Collected data entries
# # # #
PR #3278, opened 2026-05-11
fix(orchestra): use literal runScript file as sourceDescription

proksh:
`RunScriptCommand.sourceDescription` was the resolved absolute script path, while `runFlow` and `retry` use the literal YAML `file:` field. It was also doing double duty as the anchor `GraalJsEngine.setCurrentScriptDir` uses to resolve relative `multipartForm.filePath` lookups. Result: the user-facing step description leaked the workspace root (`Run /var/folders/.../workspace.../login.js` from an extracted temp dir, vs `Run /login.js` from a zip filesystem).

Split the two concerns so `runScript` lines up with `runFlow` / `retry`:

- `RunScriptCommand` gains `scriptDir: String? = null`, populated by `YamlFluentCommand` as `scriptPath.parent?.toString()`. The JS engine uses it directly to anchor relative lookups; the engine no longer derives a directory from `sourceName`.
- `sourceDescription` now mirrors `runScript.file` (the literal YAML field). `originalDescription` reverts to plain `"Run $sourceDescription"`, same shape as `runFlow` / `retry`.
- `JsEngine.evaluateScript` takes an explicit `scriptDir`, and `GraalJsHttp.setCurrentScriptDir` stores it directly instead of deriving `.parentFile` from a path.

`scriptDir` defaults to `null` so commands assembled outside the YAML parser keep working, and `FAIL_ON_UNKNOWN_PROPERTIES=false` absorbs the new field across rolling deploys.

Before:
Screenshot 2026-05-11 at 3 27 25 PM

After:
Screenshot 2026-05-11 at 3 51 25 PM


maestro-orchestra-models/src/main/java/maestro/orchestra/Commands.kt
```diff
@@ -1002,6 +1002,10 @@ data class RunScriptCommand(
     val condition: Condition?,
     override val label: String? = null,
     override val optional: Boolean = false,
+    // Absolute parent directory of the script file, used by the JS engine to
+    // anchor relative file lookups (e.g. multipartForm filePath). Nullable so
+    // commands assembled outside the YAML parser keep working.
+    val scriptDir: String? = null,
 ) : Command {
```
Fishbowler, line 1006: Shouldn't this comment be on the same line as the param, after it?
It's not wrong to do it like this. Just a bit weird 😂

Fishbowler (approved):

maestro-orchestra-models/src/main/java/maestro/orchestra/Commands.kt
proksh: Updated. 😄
# # # #
Return, with no change at all, every line in the entries above from the line containing "JS engine uses" through the line containing "from a path.".

=== FINAL ANSWER ===
- `RunScriptCommand` gains `scriptDir: String? = null`, populated by `YamlFluentCommand` as `scriptPath.parent?.toString()`. The JS engine uses it directly to anchor relative lookups; the engine no longer derives a directory from `sourceName`.
- `sourceDescription` now mirrors `runScript.file` (the literal YAML field). `originalDescription` reverts to plain `"Run $sourceDescription"`, same shape as `runFlow` / `retry`.
- `JsEngine.evaluateScript` takes an explicit `scriptDir`, and `GraalJsHttp.setCurrentScriptDir` stores it directly instead of deriving `.parentFile` from a path.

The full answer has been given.